-- RECORDS SHOWN follows --
PR #59, opened 2021-01-17
Bases of vector spaces

mateuszbaran:
Some work on adding bases of cotangent spaces. This is supposed to solve problems with `flat!` and `sharp!` from this PR: https://github.com/JuliaManifolds/Manifolds.jl/pull/325 .

### DIFF
--- a/src/DecoratorManifold.jl
+++ b/src/DecoratorManifold.jl
@@ -82,15 +82,15 @@ end
 # Type
 #
 """
-    AbstractDecoratorManifold{𝔽} <: Manifold{𝔽}
+    AbstractDecoratorManifold{𝔽} <: AbstractManifold{𝔽}
 
 An `AbstractDecoratorManifold` indicates that to some extent a manifold subtype
-decorates another [`Manifold`](@ref) in the sense that it either
+decorates another [`AbstractManifold`](@ref) in the sense that it either
 
 * it extends the functionality of a manifold with further features
 * it defines a new manifold that internally uses functions from the decorated manifold
 
-with the main intent that several or most functions of [`Manifold`](@ref) are transparently
+with the main intent that several or most functions of [`AbstractManifold`](@ref) are transparently
 passed through to the manifold that is decorated. This way a function implemented for a
 decorator acts transparent on all other decorators, i.e. they just pass them through. If
 the decorator the function is implemented for is not among the decorators, an error is
@@ -101,7 +101,7 @@ Transparency of functions with respect to decorators can be specified using the 
 [`@decorator_transparent_fallback`](@ref), [`@decorator_transparent_function`](@ref) and
 [`@decorator_transparent_signature`](@ref).
 """
-abstract type AbstractDecoratorManifold{𝔽} <: Manifold{𝔽} end
+abstract type AbstractDecoratorManifold{𝔽} <: AbstractManifold{𝔽} end
 
 #
 # Macros
@@ -264,7 +264,7 @@ macro decorator_transparent_function(fallback_case, input_ex)
                 return error(error_msg)
             end
             function ($fname)(
-                $(argnames[1])::Manifold,
+                $(argnames[1])::AbstractManifold,
                 $(callargs[2:end]...);
                 $(kwargs_list...),
             ) where {$(where_exprs...)}
@@ -418,7 +418,7 @@ end
 For any manifold that is a subtype of [`AbstractDecoratorManifold`](@ref), this function
 indicates whether a certain manifold `M` acts as a default decorator.
 
-This yields that _all_ functions are passed through to the decorated [`Manifold`](@ref)
+This yields that _all_ functions are passed through to the decorated [`AbstractManifold`](@ref)
 if `M` is indicated as default. This overwrites all [`is_decorator_transparent`](@ref)
 values.
 
@@ -430,7 +430,7 @@ the undecorated case.
 Value returned by this function is determined by [`default_decorator_dispatch`](@ref),
 which returns a `Val`-wrapped boolean for type stability of certain functions.
 """
-is_default_decorator(M::Manifold) = _extract_val(default_decorator_dispatch(M))
+is_default_decorator(M::AbstractManifold) = _extract_val(default_decorator_dispatch(M))
 
 """
     default_decorator_dispatch(M) -> Val
@@ -439,12 +439,12 @@ Return whether by default to dispatch the the inner manifold of
 a decorator (`Val(true)`) or not (`Val(false`). For more details see
 [`is_decorator_transparent`](@ref).
 """
-default_decorator_dispatch(M::Manifold) = Val(false)
+default_decorator_dispatch(M::AbstractManifold) = Val(false)
 
 """
-    is_decorator_transparent(f, M::Manifold, args...) -> Bool
+    is_decorator_transparent(f, M::AbstractManifold, args...) -> Bool
 
-Given a [`Manifold`](@ref) `M` and a function `f(M, args...)`, indicate, whether an
+Given a [`AbstractManifold`](@ref) `M` and a function `f(M, args...)`, indicate, whether an
 [`AbstractDecoratorManifold`](@ref) acts transparently for `f`. This means, it
 just passes through down to the internally stored manifold.
 Transparency is only defined for decorator manifolds and by default all decorators are transparent.
@@ -454,22 +454,22 @@ this behaviour, see [`decorator_transparent_dispatch`](@ref).
 If a decorator manifold is not in general transparent, it might still pass down
 for the case that a decorator is the default decorator, see [`is_default_decorator`](@ref).
 """
-function is_decorator_transparent(f, M::Manifold, args...)
+function is_decorator_transparent(f, M::AbstractManifold, args...)
     return decorator_transparent_dispatch(f, M, args...) === Val(:transparent)
 end
 
 """
-    decorator_transparent_dispatch(f, M::Manifold, args...) -> Val
+    decorator_transparent_dispatch(f, M::AbstractManifold, args...) -> Val
 
-Given a [`Manifold`](@ref) `M` and a function `f(M,args...)`, indicate, whether a
+Given a [`AbstractManifold`](@ref) `M` and a function `f(M,args...)`, indicate, whether a
 function is `Val(:transparent)` or `Val(:intransparent)` for the (decorated)
-[`Manifold`](@ref) `M`. Another possibility is, that for `M` and given `args...`
+[`AbstractManifold`](@ref) `M`. Another possibility is, that for `M` and given `args...`
 the function `f` should invoke `M`s `Val(:parent)` implementation, see
 [`@decorator_transparent_function`](@ref) for details.
 """
-decorator_transparent_dispatch(f, M::Manifold, args...) = Val(:transparent)
+decorator_transparent_dispatch(f, M::AbstractManifold, args...) = Val(:transparent)
 
-function _acts_transparently(f, M::Manifold, args...)
+function _acts_transparently(f, M::AbstractManifold, args...)
     return _val_or(
         default_decorator_dispatch(M),
         decorator_transparent_dispatch(f, M, args...),
@@ -507,7 +507,7 @@ end
 
 Return the manifold decorated by the decorator `M`. Defaults to `M.manifold`.
 """
-decorated_manifold(M::Manifold) = M.manifold
+decorated_manifold(M::AbstractManifold) = M.manifold
 
 @decorator_transparent_signature distance(M::AbstractDecoratorManifold, p, q)
 
--- a/src/DecoratorManifold.jl
+++ b/src/DecoratorManifold.jl
@@ -725,5 +725,5 @@ decorated_manifold(M::Manifold) = M.manifold
     m::SchildsLadderTransport,
 )
 
-@decorator_transparent_signature zero_tangent_vector(M::AbstractDecoratorManifold, p)
-@decorator_transparent_signature zero_tangent_vector!(M::AbstractDecoratorManifold, X, p)
+@decorator_transparent_signature zero_vector(M::AbstractDecoratorManifold, p)
+@decorator_transparent_signature zero_vector!(M::AbstractDecoratorManifold, X, p)
--- a/src/DecoratorManifold.jl
+++ b/src/DecoratorManifold.jl
@@ -491,12 +491,7 @@ end
 
 @decorator_transparent_signature check_point(M::AbstractDecoratorManifold, p; kwargs...)
 
-@decorator_transparent_signature check_tangent_vector(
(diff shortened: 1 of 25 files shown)


src/DecoratorManifold.jl
```diff
@@ -268,16 +268,18 @@ macro decorator_transparent_function(fallback_case, input_ex)
...
+                return error(
+                    string(
+                        ManifoldsBase.manifold_function_not_implemented_message(
+                            $(argnames[1]),
+                            $fname,
+                            $(argnames[2:end]...),
+                        ),
+                        " Usually this is implemented for a ",
+                        $(argtypes[1]),
+                        ". Maybe you missed to implement this function for a default?",
```
kellertuer, line 280: “this function for a default” – you are referring to a default type? Otherwise one could also write „a default for this function“.

kellertuer (approved):
So this basically introduces a second parameter to the basis indicating what the basis is for? Looks ok to me, I just noticed a minor rephrasing of an error message we could do.

kellertuer (changes requested):
Sorry I did not want to approve this, since tests are still missing,

src/DecoratorManifold.jl
mateuszbaran: This text was there before. Now I'm not quite sure what was it supposed to say.

mateuszbaran:
> So this basically introduces a second parameter to the basis indicating what the basis is for? Looks ok to me, I just noticed a minor rephrasing of an error message we could do.

Yes, it's essentialy this, as well as moving `FVector` to ManifoldsBase.jl and adding a field in it for the basis. The new parameter for basis is not entirely necessary but it looked weird to have a basis and not knowing what kind of space it is a basis of.

src/DecoratorManifold.jl
kellertuer: Ah, I did not notice that; we could still rephrase it :)

kellertuer:
Since it is backwards compatible, I think it's fine to add the parameter.

mateuszbaran:
I just noticed that the vector space is indeed needed in the basis, to be able to correctly interpret coordinates in `get_vector`.

kellertuer:
That's why I carefully asked – we can surely keep in that order and yes, ambiguity fighting is not nice, for sure. Thanks for the explanations.

> Yes, that's equivalent, I can use this instead of `<:Any`.

Great. I think that looks a little nicer

mateuszbaran:
Non-implemented error messages are quite unhelpful when debugging wrong `invoke`s. I've removed one, maybe we should remove all of them?

kellertuer:
We discussed that anyways following Lyndons notes, I would say it's reasonable to remove them, yes.

mateuszbaran:
I think this is ready now. The one new coverage failure looks like a false positive.

mateuszbaran:
While improving documentation I noticed that `vector_space_dimension` is referenced in ManifoldsBase.jl but defined in Manifolds.jl. I think we could change its signature to make it take separately manifold and vector space type and move it to ManifoldsBase.jl as well.

mateuszbaran:
CI seems to fail for no reason :disappointed: .

src/ManifoldsBase.jl
```diff
@@ -830,29 +830,30 @@ Converts a size given by `Tuple{N, M, ...}` into a tuple `(N, M, ...)`.
 Base.@pure size_to_tuple(::Type{S}) where {S<:Tuple} = tuple(S.parameters...)
 
 """
-    zero_tangent_vector!(M::Manifold, X, p)
+    zero_vector!(M::Manifold, X, p)
 
 Save to `X` a vector such that retracting `X` to the [`Manifold`](@ref) `M` at `p`
```
kellertuer, line 835:
```suggestion
Save to `X` the tangent vector from the tangent space ``T_p\mathcal M`` at `p`,  that represents the zero vecto, i.e. such that retracting `X` to the [`Manifold`](@ref) `M` at `p`
```

src/ManifoldsBase.jl
```diff
@@ -830,29 +830,30 @@ Converts a size given by `Tuple{N, M, ...}` into a tuple `(N, M, ...)`.
...
 produces `p`.
 """
-zero_tangent_vector!(M::Manifold, X, p) = log!(M, X, p, p)
+zero_vector!(M::Manifold, X, p) = log!(M, X, p, p)
 
 """
-    zero_tangent_vector(M::Manifold, p)
+    zero_vector(M::Manifold, p)
 
 Return the tangent vector from the tangent space at `p` on the [`Manifold`](@ref) `M`, that
```
kellertuer, line 843:
```suggestion
Return the tangent vector from the tangent space ``T_p\mathcal M`` at  `p` on the [`Manifold`](@ref) `M`, that
```

kellertuer (approved):
This is fine with me, moving vector space stuff here and even removing one `ErrorException`to be a `MethodError` now, nice.

mateuszbaran:
Thanks! I'll still wait a bit with merging this, until https://github.com/JuliaManifolds/Manifolds.jl/pull/325#pullrequestreview-615177351 gets more polished.

mateuszbaran:
Since this is breaking anyway, I used this PR to clean up `TVector/CoTVector` a bit here.

mateuszbaran:
I also think about generalizing `is_tangent_vector` to any vector spaces, similarly to `zero_vector`. What do you think about renaming it to `is_vector`?

kellertuer:
Can we maybe (to be nonbreaking) keep `is_tangent_vector` and map it to the more general variant of `is_vector` (I think with a tangent space argument inside?)

I don't like the term `AbstractMVector` what's an MVector? compared to MPoint it is a ManifoldVector? That does not make sense.
I would be fine with calling MPoint as `ManifoldPoint` for completeness, or `AbstractManifoldPoint` to be precise and consistent (MPoint was a name I introduced when I was only vaguely aware of naming schemes).
But this here should be an `AbstractTangentVector` I think, though carrying a type and especially the `Abstract` prefix seem really reasonable

And since we a re at it – if we are precise `Manifold` would also be `AbstractManifold`? But then – this is a lot of other changes for a PR that was concerned with vectors and bases ;)

mateuszbaran:
> Can we maybe (to be nonbreaking) keep `is_tangent_vector` and map it to the more general variant of `is_vector` (I think with a tangent space argument inside?)

Yes, we can, though for `zero_vector` we decided earlier to just drop `zero_tangent_vector`, and this is a very similar situation.

> I don't like the term `AbstractMVector` what's an MVector? compared to MPoint it is a ManifoldVector? That does not make sense.
> I would be fine with calling MPoint as `ManifoldPoint` for completeness, or `AbstractManifoldPoint` to be precise and consistent (MPoint was a name I introduced when I was only vaguely aware of naming schemes).
> But this here should be an `AbstractTangentVector` I think, though carrying a type and especially the `Abstract` prefix seem really reasonable

> _edit_: Ah I missed that the abstract case is meant for both cotangent and tangents, then maybe `AbstractFibreVector` or `AbstractManifoldFibreVector` - does that sound reasonable?

I don't really like `AbstractMVector` either (naming is hard :sweat_smile:). It's supposed to be a vector from a fiber of a vector bundle, for example a tangent vector or a cotangent vector -- so that we won't have to repeat everything for tangent vectors, cotangent vectors and other more complicated constructs. 

I can surely change `MPoint` to `AbstractManifoldPoint`. Also `AbstractFibreVector` sounds nice.

> And since we a re at it – if we are precise `Manifold` would also be `AbstractManifold`? But then – this is a lot of other changes for a PR that was concerned with vectors and bases ;)

Sure, why not? If there are many breaking changes, I think it's better to bundle them together instead of making multiple breaking releases one after another :slightly_smiling_face: .

kellertuer:
Ah sure, without the manifold, so just `AbstractFibreVector`is fine with me. And sure, if we break something, let's also break the manifold then ;)

mateuszbaran:
So, what do we finally do about `is_tangent_vector`?

kellertuer:
My small problem, alsready with `zero_vector` is, that the function name does not fully reflect, what the function is doing; while for the `zero_vector` I can see the consistency with all of Julia (and the first two arguments help), I feel the same for `is_vector` – the name itself does not reflect the main thing to check – that it's a tangent (or cotangent check then, too?). With that argument we could also rename `is_manifold_point` to `is_point`, since the `M` is in both cases anyway necessary to unterstand what the function is doing – for the `is_vector` even the `p` is necessary, to see where the tangent space is at, ok.

Maybe that's my concern, that the function name itself does not provide enough detail to understand what the function is doing, but you have to look for the whole signature.
A plut point is, that the function name is shorter. But also that even more yields, that we should then also switch to `is_point(M,p)`, too. The implicit knowledge vor the package would then be that vector means (co)tangent vector and point means point on the manifold.

mateuszbaran:
Yes, `is_vector` is supposed to work on cotangent vectors as well.

Another option I can see here is renaming `zero_tangent_vector` -> `zero_fibre_vector` and `is_tangent_vector` -> `is_fibre_vector`.

Maybe @sethaxen has some opinion on naming as well?

mateuszbaran:
OK. I think we don't need both `is_manifold_point` and `is_point` so I think we should pick one of them. `is_vector` is needed anyway and one remaining issue here is whether `is_vector` should call `is_tangent_vector` or the other way round. I think it will be extremely rare to overload `is_vector` (or `zero_vector`) for manifolds, for vector spaces other than the tangent space.

kellertuer:
> OK. I think we don't need both `is_manifold_point` and `is_point` so I think we should pick one of them. `is_vector` is needed anyway and one remaining issue here is whether `is_vector` should call `is_tangent_vector` or the other way round. I think it will be extremely rare to overload `is_vector` (or `zero_vector`) for manifolds, for vector spaces other than the tangent space.

We overload/define `zero(_tangent)_vector!` quite often, I think; will that get obsolete, so will there be a good default?

So, I think if we drop backwards compatibility, then we should get rid of `is_tangent_vector` and `is_manifold_point` and just use `is_point` and `is_vector`, though both names are not completely self-descriptive (you have to have in mind point->manifold, vector->tangent space or any other fibre).

mateuszbaran:
> We overload/define `zero(_tangent)_vector!` quite often, I think; will that get obsolete, so will there be a good default?

Yes, we have some overloads for tangent vectors. What I mean is that for any _other_ fibre there would usually be decent defaults. For tangent vectors it won't be obsolete.

> So, I think if we drop backwards compatibility, then we should get rid of `is_tangent_vector` and `is_manifold_point` and just use `is_point` and `is_vector`, though both names are not completely self-descriptive (you have to have in mind point->manifold, vector->tangent space or any other fibre).

This patch already breaks quite a bit so I wouldn't worry about backwards compatibility. I'll get rid of `is_tangent_vector` and `is_manifold_point` then.

kellertuer:
Ok, let's just make sure, that @sethaxen at some point agrees, too; but I imagine he is also quite busy currently.

sethaxen:
Sorry, there's a lot of discussion here. Can someone summarize the current proposal/disagreement?

kellertuer:
I try to do summarise in order of renaming, since that was a trail of thoughts all this followed. The first is function names

1. `zero_tangent_vector` is renamed to `zero_vector` for consistency with Julia
2. `is_tangent_vector` is renamed to `is_vector` for consistency with 1.

Here my criticism is, that now the function name bears a little less information about what the function is doing, but if you have the full signature `is_vector(M, p, X)` it's fine. Even more these functions can now be used for any fibres – for the first maybe with an optional parameter, for the second depending on the type of `X`. So especially for co tangent vectors, these also should work.

3. `is_manifold_point` is renamed to `is_point` since that is then consistent with 2. – for both one now needs the implicit knowledge either that points are on manifolds and vectors are in tangent spaces or the full signature `is_point(M,p)`. For this I am ok, since I think I Walt to move to using `p ∈ M` anyways

Then we came across types

4. `MPoint` is renamed to `AbstractManifoldPoint`, since that is more informative and the `Abstract` is more consistent with the rest of our naming scheme
5. `TVector` and `CoTVector` get an abstract super type `AbstractFibreVector`, and while I writing this summary, we should actually call them `AbstractTangentVector` and `AbstractCoTangentVector`, respectively.

Finally since it is breaking everything anyways already here

6. `Manifold` is renamed to `AbstractManifold` to be more consistent.

4.-6. were actually names I introduced, I think, when I started Manopt.jl and when I was not completely aware of the Julia naming scheme, so I think, since this is breaking anyways and renames a lot, this is a good time to introduce this consistency.

That‘s the proposal and I think currently there is no disagreement really – I think there is a small tradeoff, that `is_vector` bears a little too less information (without the rest of the signature), but it is good that it then can be used on arbitrary fibers. 

But for sure, we would like to know your opinion, too.

mateuszbaran:
That's a good summary :slightly_smiling_face: . I'd just add that I want to do some generalization here for arbitrary fibers because PR https://github.com/JuliaManifolds/Manifolds.jl/pull/325 finally makes it possible to handle them well.

kellertuer:
I just noticed, since we are renaming everything to shorten names, what about changing `check_base_point` to `check_point` (and document that a little better in `check_tangent_vector`. What do you think?

mateuszbaran:
Sure, that would be consistent with the other changes.

mateuszbaran:
I've formatted code locally using JuliaFormatter 0.13.10. Here JuliaFormatter 0.14 was used and it crashed on parsing our files :confused: .

kellertuer:
don‘t we have check_base mentioned here somewhere? I think at least is_vector (or check vector) should mention it in its doctoring. I will investigate the Julia<formatter issue tomorrow (can reproduce it even on master locally here).

mateuszbaran:
I've submitted an issue: https://github.com/domluna/JuliaFormatter.jl/issues/410 .

mateuszbaran:
What do you mean by `check_base`?

kellertuer:
Cool, thanks for submitting that.

Ah yes, I mean `check_base_point`which we might want to call `check_point`? That should be mentioned maybe in both doc strings even.

mateuszbaran:
OK, I see, that `check_base_point`. I think `check_base_point` is still fine? A little verbosity there doesn't look bad and the name is still correct.

mateuszbaran:
I'm also thinking that we probably should just implement something like `_check_vector` for each manifold, and do something like
```julia
function check_vector(M::Manifold, p, X; check_base_point=true, kwargs...)
    if check_base_point
        mpe = check_point(M, p; kwargs...)
        mpe === nothing || return mpe
    end
    return _check_vector(M, p, X; kwargs...)
end
```
so that `check_vector` wouldn't have to duplicate the logic for checking the base point for each manifold.

kellertuer:
Maybe the easier solution is to only have `check_base(_point)` for `is_vecor` (i.e. the high level interface) and not for `check_*`(i.e. the lower one)?

kellertuer:
Cool, one can see on Manifolds.jl how much redundancy this removes; great!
-- RECORDS SHOWN concluded --
_HOW TO COMPLETE THIS TASK_: Restate word for word the lines above, beginning at the first one and ending at the line that carries "the decorated manifold".

_EXERCISE SOLUTION_:
PR #59, opened 2021-01-17
Bases of vector spaces

mateuszbaran:
Some work on adding bases of cotangent spaces. This is supposed to solve problems with `flat!` and `sharp!` from this PR: https://github.com/JuliaManifolds/Manifolds.jl/pull/325 .

### DIFF
--- a/src/DecoratorManifold.jl
+++ b/src/DecoratorManifold.jl
@@ -82,15 +82,15 @@ end
 # Type
 #
 """
-    AbstractDecoratorManifold{𝔽} <: Manifold{𝔽}
+    AbstractDecoratorManifold{𝔽} <: AbstractManifold{𝔽}
 
 An `AbstractDecoratorManifold` indicates that to some extent a manifold subtype
-decorates another [`Manifold`](@ref) in the sense that it either
+decorates another [`AbstractManifold`](@ref) in the sense that it either
 
 * it extends the functionality of a manifold with further features
 * it defines a new manifold that internally uses functions from the decorated manifold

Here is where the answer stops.